• Exercise brief
Write down every entry below once more, exactly.

### Raw data ###

PR #128, opened 2018-07-27
Fix strip pitch, use centre of strip instead of corners

olantwin:
@ThomasRuf : Fixes the strip pitch and uses strip centre.

@nwojcicka : Please check whether everything looks correct.

PR #129, opened 2018-07-27
Fix typos in #128

olantwin:


ThomasRuf:
it is just uncommon to start numbering with 1.

olantwin:
I agree, but I think having two competing naming conventions for the strips would be worse. This way at least everyone will agree on which strip is meant.

BTW, straw and drift-tube numbering also start at 1.

ThomasRuf:
in x, the station 1 is off by about -3.7cm. 
image

For y, don't get any peak. Either the y of the track is wrong, or of the RPC.

olantwin:
What does the distribution look like in y?

Can we do the alignment in drifttubeMonitoring for now?

ThomasRuf:
right vertical strips, left horizontal strips. First observation, most tracks are at positive y, which is strange. would point more to an issue with the track extrapolation. y is only known before the magnet. 
how sure are we with top and bottom for the numbering of the horizontal strips? 1 starts at top or bottom of a station?

image

olantwin:
For the left you're plotting residual y vs y(strip) or residual y vs y(track)?

ThomasRuf:
x axis is residual (distance to track), y axis is y coordinate of track

ThomasRuf:
which function? here the plot residual  vs y of strip
image

ThomasRuf:
one more plot, y of strip versus y of track, no correlation what so ever,

image

ThomasRuf:
y coordinate of station 1 versus y coordinate of station 2, nice correlation. AND, most entries at negative y, while in previous plots with y of track, most entries where at positive y. So the y of RPC and y of track have different signs. 

image

ThomasRuf:
here an event display which illustrates the problem
image
 nicely. In cyan, line and hits are yz projection.

olantwin:
I found the problem. In line 148 you need to use `(vtop[1]+vbot[1])/2` instead of `(vtop[0]+vbot[0])/2`, as the latter will always be 0 for horizontal strips (assuming no misalignment)

PR #133, opened 2018-08-23
Update broken external link

raux:
Updated a broken link reference that was moved from:

https://www-opera.desy.de/tracker.html

to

###

• Response for this exercise
PR #128, opened 2018-07-27
Fix strip pitch, use centre of strip instead of corners

olantwin:
@ThomasRuf : Fixes the strip pitch and uses strip centre.

@nwojcicka : Please check whether everything looks correct.

PR #129, opened 2018-07-27
Fix typos in #128

olantwin:


ThomasRuf:
it is just uncommon to start numbering with 1.

olantwin:
I agree, but I think having two competing naming conventions for the strips would be worse. This way at least everyone will agree on which strip is meant.

BTW, straw and drift-tube numbering also start at 1.

ThomasRuf:
in x, the station 1 is off by about -3.7cm. 
image

For y, don't get any peak. Either the y of the track is wrong, or of the RPC.

olantwin:
What does the distribution look like in y?

Can we do the alignment in drifttubeMonitoring for now?

ThomasRuf:
right vertical strips, left horizontal strips. First observation, most tracks are at positive y, which is strange. would point more to an issue with the track extrapolation. y is only known before the magnet. 
how sure are we with top and bottom for the numbering of the horizontal strips? 1 starts at top or bottom of a station?

image

olantwin:
For the left you're plotting residual y vs y(strip) or residual y vs y(track)?

ThomasRuf:
x axis is residual (distance to track), y axis is y coordinate of track

ThomasRuf:
which function? here the plot residual  vs y of strip
image

ThomasRuf:
one more plot, y of strip versus y of track, no correlation what so ever,

image

ThomasRuf:
y coordinate of station 1 versus y coordinate of station 2, nice correlation. AND, most entries at negative y, while in previous plots with y of track, most entries where at positive y. So the y of RPC and y of track have different signs. 

image

ThomasRuf:
here an event display which illustrates the problem
image
 nicely. In cyan, line and hits are yz projection.

olantwin:
I found the problem. In line 148 you need to use `(vtop[1]+vbot[1])/2` instead of `(vtop[0]+vbot[0])/2`, as the latter will always be 0 for horizontal strips (assuming no misalignment)

PR #133, opened 2018-08-23
Update broken external link

raux:
Updated a broken link reference that was moved from:

https://www-opera.desy.de/tracker.html

to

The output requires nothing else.